* **PROBLEM REQUIREMENTS**
Whenever a line in the listing contains "singular", copy that line.

* **EXERCISE DATA**
PR #142, opened 2026-09-14
Support Nx 1.0 in the emlx package

tierralibre:
Bumps the `emlx` package from `nx ~> 0.13.1` to `nx ~> 1.0` (lock: nx 1.0.0, complex 1.0.0). No library code changes were needed — the native lowering already speaks `:io_call` — only the test suite needed porting:

- **expr_test**: `Nx.Defn.Kernel.hook/2,3` was renamed to `io_call/2,3` in Nx 1.0, so the test file no longer compiled. Ported the 14 defn call sites plus the 2 cond-branch error-message regexes.
- **linalg doctests**: excluded the new `Nx.LinAlg.matrix_rank/2` doctests. MLX's native SVD returns small-but-nonzero trailing singular values (0.00104 where LAPACK gives exactly 0.0), so the eps-tolerance rank count over-counts on rank-deficient inputs. Same rounding-error class as the existing `svd`/`qr` exclusions.

`emlx_axon` intentionally stays on nx 0.13 in this PR: axon 0.8.1 (latest) requires `nx ~> 0.10` and bumblebee `~> 0.12/0.13`, so that package cannot move until the ecosystem does.

Verification: full `mix test` green — 2687 passed (824 doctests, 1863 tests), 7 excluded (pre-existing excludes only).


emlx/test/emlx/nx_linalg_test.exs
```diff
@@ -16,6 +16,9 @@ defmodule EMLX.Nx.LinalgTest do
   # - lu: MLX raises on singular matrices (doctest uses [[1,2,3],[4,5,6],[7,8,9]])
   # - qr: sign convention differences (-0.0 vs 0.0) and float precision
   # - svd: sign convention differences in U/Vt vectors
+  # - matrix_rank: MLX's native SVD returns small-but-nonzero trailing
+  #   singular values (e.g. 0.00104 where LAPACK gives exactly 0.0), so the
+  #   eps-tolerance rank count over-counts on rank-deficient inputs
```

* **SOLUTION**
- **linalg doctests**: excluded the new `Nx.LinAlg.matrix_rank/2` doctests. MLX's native SVD returns small-but-nonzero trailing singular values (0.00104 where LAPACK gives exactly 0.0), so the eps-tolerance rank count over-counts on rank-deficient inputs. Same rounding-error class as the existing `svd`/`qr` exclusions.
   # - lu: MLX raises on singular matrices (doctest uses [[1,2,3],[4,5,6],[7,8,9]])
+  #   singular values (e.g. 0.00104 where LAPACK gives exactly 0.0), so the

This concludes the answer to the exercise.